Accepts direct natural-language input. Example:

"Find diabetic patients admitted in the last 12 months."

3. Quick Prompts

Reusable query templates for common analytics:

  • "Identify patients diagnosed with rheumatoid arthritis."
  • "List heart failure patients by last documented visit."

These options accelerate exploratory and operational workflows.


Left Panel: Chat List

Organizes saved and recent conversational sessions for ease of navigation:

Pinned Conversations

Manually bookmarked dialogues for frequent reference.

Recent Queries

Chronologically grouped history (e.g., Today, Yesterday) for continuity and retrievability.

Ground Truths

Administrator-validated responses, used to:

  • Reinforce model consistency
  • Promote standardized institutional logic
  • Ensure repeatability across users

Message-Level Tools and Actions

Each message or response supports an inline action menu (⋯), offering:

  • Promote to Ground Truth
    Marks the AI response as institutionally validated.

  • Create New Conversation from This
    Forks the current dialogue as a new analytical thread.

  • Re-run Query
    Executes the original SQL again, accounting for new data or schema updates.

These tools enhance governance, reproducibility, and analytical quality assurance.


Right Panel: Results Display

Upon query execution, results appear in two linked views:


1. Result Table View

A dynamic, interactive data table displaying query output.

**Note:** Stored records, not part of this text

PR #1824, opened 2026-05-08
feat: persist identity key in native Keychain via postMessage bridge

albertoelias-crossmint:
## Description

On iOS 17+, WebKit can aggressively evict IndexedDB storage from a hidden 1×1 WKWebView, even while the host app remains in the foreground. When this happens mid-onboarding, the frame generates a new ECDH identity key with a different `deviceId`, causing `complete-onboarding` to fail with `"Authentication for device ... is not pending"` (TEE 400).

This PR adds the **native (SDK) side** of a backup/restore mechanism that persists the identity key JWK in `expo-secure-store` (iOS Keychain / Android Keystore), so the frame can recover its identity if IndexedDB is wiped.

**How it works:**

1. **On WebView init** (`initializeWebView`): loads any existing backup from SecureStore and injects it as a `window.__CROSSMINT_IDENTITY_KEY_BACKUP` global via `injectedJavaScriptBeforeContentLoaded`.
2. **On message from frame** (`handleMessage`): intercepts `{ type: "identity-key-backup", jwk }` postMessages, persists the JWK to SecureStore (scoped by environment), and updates React state so mid-session WebView reloads also inject the backup.
3. **Schema** (`RNWebView.tsx`): extends `AllowedGlobalsSchema` to accept the new backup global.

**Companion PR:** [Crossmint/open-signer#200](https://github.com/Crossmint/open-signer/pull/200) — frame-side changes that make the identity key extractable, send the backup message on key generation, and restore from the injected global when IDB is empty.

### Updates since initial revision

- **Fixed: in-session WebView reload now injects the backup.** `handleMessage` now calls `setIdentityKeyBackup(parsed.jwk)` alongside the SecureStore write, so `secureGlobals` stays in sync and `onContentProcessDidTerminate` / `onRenderProcessGone` reloads will include the backup global.
- **Fixed: "saved" log timing.** Moved the success log into `.then()` on `setItemAsync` so it only fires after the write actually completes, not optimistically.
- **Fixed: JWK shape validation on both write and read paths.** `handleMessage` now guards with `typeof parsed.jwk === "object" && !Array.isArray(parsed.jwk)` before accepting the JWK. `initializeWebView` applies the same guard when loading from SecureStore, so a corrupted/non-object value in SecureStore cannot crash the component tree via `AllowedGlobalsSchema.parse()`.

## Test plan

- This feature requires end-to-end testing on a real iOS device to simulate the WebKit IDB eviction scenario (start onboarding → trigger eviction → complete onboarding should recover the original deviceId from the backup)
- Manual verification that the `identity-key-backup` message is correctly intercepted and persisted in SecureStore
- Manual verification that on subsequent WebView init, the backup is loaded and injected as a global before the frame content loads
- Manual verification that a mid-session WebView process termination + reload still injects the backup (covers the `setIdentityKeyBackup` fix)

**Review checklist for humans:**

- [ ] **State batching in `initializeWebView`**: After `await SecureStore.getItemAsync()`, both `setIdentityKeyBackup` and `setNeedsWebView` are called synchronously. Verify React 18+ batches them so the WebView always mounts with the backup already set.
- [ ] **Fire-and-forget save**: `SecureStore.setItemAsync` failure is only logged as a warning. Confirm this is acceptable (vs. retrying or surfacing the error).
- [ ] **Permissive schema**: `z.record(z.unknown())` accepts any object shape. The JWK typeof/Array guards in `handleMessage` and `initializeWebView` add runtime narrowing, but there is no deep JWK field validation. Verify this passthrough approach is intentional.
- [ ] **Double JSON.parse in `handleMessage`**: `rawData` may be parsed once in the new backup handler and again in the existing console-message handler below. This is safe (first is in try/catch) but is a minor inefficiency to be aware of.

## Package updates

- `@crossmint/client-sdk-rn-window`: patch
- `@crossmint/client-sdk-react-native-ui`: patch

Changeset added via `.changeset/persist-identity-key-native.md`.

Link to Devin session: https://crossmint.devinenterprise.com/sessions/ead2b09763054a279d1682972c1f3ea0

---

<a href="https://crossmint.devinenterprise.com/review/crossmint/crossmint-sdk/pull/1824" target="_blank">
  <picture>
    Open in Devin Review
  </picture>
</a>

### DIFF
--- a/packages/client/ui/react-native/src/providers/CrossmintWalletProvider.tsx
+++ b/packages/client/ui/react-native/src/providers/CrossmintWalletProvider.tsx
@@ -281,6 +281,7 @@ function CrossmintWalletProviderInternal({
 
                 if (
                     parsed?.type === "identity-key-backup" &&
+                    parsed.jwk != null &&
                     typeof parsed.jwk === "object" &&
                     !Array.isArray(parsed.jwk)
                 ) {
--- a/packages/client/ui/react-native/src/providers/CrossmintWalletProvider.tsx
+++ b/packages/client/ui/react-native/src/providers/CrossmintWalletProvider.tsx
@@ -279,7 +279,7 @@ function CrossmintWalletProviderInternal({
             try {
                 const parsed = JSON.parse(rawData);
 
-                if (parsed?.type === "identity-key-backup" && typeof parsed.jwk === "object" && parsed.jwk != null) {
+                if (parsed?.type === "identity-key-backup" && typeof parsed.jwk === "object" && !Array.isArray(parsed.jwk)) {
                     const backupKey = `crossmint_identity_key_backup_${parsedAPIKey.environment}`;
                     SecureStore.setItemAsync(backupKey, JSON.stringify(parsed.jwk))
                         .then(() => logger.info("react-native.wallet.identity-key-backup.saved"))
--- a/packages/client/ui/react-native/src/providers/CrossmintWalletProvider.tsx
+++ b/packages/client/ui/react-native/src/providers/CrossmintWalletProvider.tsx
@@ -268,7 +268,12 @@ function CrossmintWalletProviderInternal({
             // so the identity key survives WebKit IndexedDB eviction.
             try {
                 const parsed = JSON.parse(rawData);
-                if (parsed?.type === "identity-key-backup" && parsed.jwk != null && typeof parsed.jwk === "object" && !Array.isArray(parsed.jwk)) {
+                if (
+                    parsed?.type === "identity-key-backup" &&
+                    parsed.jwk != null &&
+                    typeof parsed.jwk === "object" &&
+                    !Array.isArray(parsed.jwk)
+                ) {
                     const backupKey = `crossmint_identity_key_backup_${parsedAPIKey.environment}`;
                     SecureStore.setItemAsync(backupKey, JSON.stringify(parsed.jwk))
                         .then(() => logger.info("react-native.wallet.identity-key-backup.saved"))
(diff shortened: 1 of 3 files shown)


packages/client/ui/react-native/src/providers/CrossmintWalletProvider.tsx
```diff
@@ -346,6 +378,26 @@ function CrossmintWalletProviderInternal({
 
     const initializeWebView = async () => {
         logger.info("react-native.wallet.webview.init.start");
+
+        // Load identity key backup from native before mounting the WebView.
```
albertoelias-crossmint: @devinai can remove this comment?

packages/client/ui/react-native/src/providers/CrossmintWalletProvider.tsx
```diff
@@ -257,6 +264,31 @@ function CrossmintWalletProviderInternal({
 
             const rawData = event.nativeEvent.data;
 
+            // Handle identity key backup from the frame — persists the JWK in native SecureStore
+            // so the identity key survives WebKit IndexedDB eviction.
+            try {
```
albertoelias-crossmint, line 279: @devinai lets move this below the frame-ready if and only do json.parse once and then have ifs depending on type or console log. lets limit the checks in the if to the absolutely necessary

packages/client/ui/react-native/src/providers/CrossmintWalletProvider.tsx
```diff
@@ -257,6 +264,31 @@ function CrossmintWalletProviderInternal({
 
             const rawData = event.nativeEvent.data;
 
+            // Handle identity key backup from the frame — persists the JWK in native SecureStore
```
albertoelias-crossmint: @devinai unnecessary comment

PR #1854, opened 2026-05-22
feat(wallets): normalize EVM server signer derivation to use "evm" chain type with legacy fallback

guilleasz-crossmint:
## Description

Normalizes EVM server signer key derivation to use `"evm"` as the chain type string (instead of chain-specific strings like `"base-sepolia"`) while maintaining full backward compatibility with existing wallets that were created with chain-specific derivation paths.

### Architecture

- **`deriveServerSignerCandidates()`** — returns both primary (`"evm"`) and legacy (chain-specific) derivations
- **`resolveServerSignerDerivation()`** — single sync decision point: cache → legacy if it matches a known on-chain address → primary
- **`resolveServerSignerApiLocator()`** — one-liner returning `server:<address>` via the shared resolution
- **`resolveServerSigner()`** — async registration check trying primary then legacy against the API
- **`isRecoverySigner()`** — matches against both derivation addresses

### Key behaviors

| Scenario | Derivation used |
|----------|----------------|
| New wallet creation (`createWallet`) | `"evm"` (primary) |
| New signer addition (`addSigner`) | `"evm"` (primary) |
| `useSigner` on existing wallet | Try `"evm"` first; if not registered, try legacy chain-specific |
| `isRecoverySigner` comparison | Match against either derivation |
| Signing (`buildInternalSignerConfig`) | Uses whichever was resolved via `resolveServerSignerDerivation` |
| `removeSigner` / `send(options.signer)` | Uses `resolveServerSignerDerivation` with cache + API-sourced address checks |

Typical fields may include:

  • Person ID
  • Patient Name
  • Primary Condition
  • Visit Count
  • Last Visit Date
  • Diagnosis Codes
  • Demographic Attributes
  • Data Provenance
Features:
  • Column sorting and filtering
  • Pagination for large datasets
  • In-table keyword search
  • CSV export functionality
  • Create Cohort option from selected rows

Opens Cohort Builder pre-populated with selected patients.


2. SQL Query View

Displays the fully rendered SQL statement generated by CoPilot.

Purpose:
  • Enhances transparency
  • Enables auditing of AI behavior
  • Supports learning and reproducibility

Example:

SELECT DISTINCT
p.person_id
FROM tpj.person p
JOIN tpj.condition_occurrence co
ON p.person_id = co.person_id
WHERE co.condition_concept_id IN (
SELECT descendant_concept_id
FROM vocab.concept_ancestor
WHERE ancestor_concept_id IN (4029305) -- Hypercholesterolemia
);

Key Benefits of CoPilot

The CoPilot module brings several transformative advantages to PJI users:

  • Natural-language querying over OMOP and other databases
  • No-code analytics for clinicians and non-technical users
  • Full SQL transparency and query audit trails
  • Contextual exploration (by patient, cohort, or population)
  • Governance support via Ground Truths and response validation
  • Tight integration with Cohort Builder for downstream workflows

It democratizes access to clinical insights and significantly reduces the friction of translating questions into analytic outputs.


The CoPilot module enables fast, interpretable, and reliable exploration of clinical data through a natural-language interface that combines ease of use with full technical transparency.

It supports:

  • Conversational data exploration
  • Cohort discovery and refinement
  • Insight generation without SQL expertise
  • Traceable and reproducible analytics
  • Accelerated workflows across research, quality, and care operations

By merging conversational AI with structured data querying, CoPilot transforms the way users interact with clinical information across the Patient Journey Intelligence platform.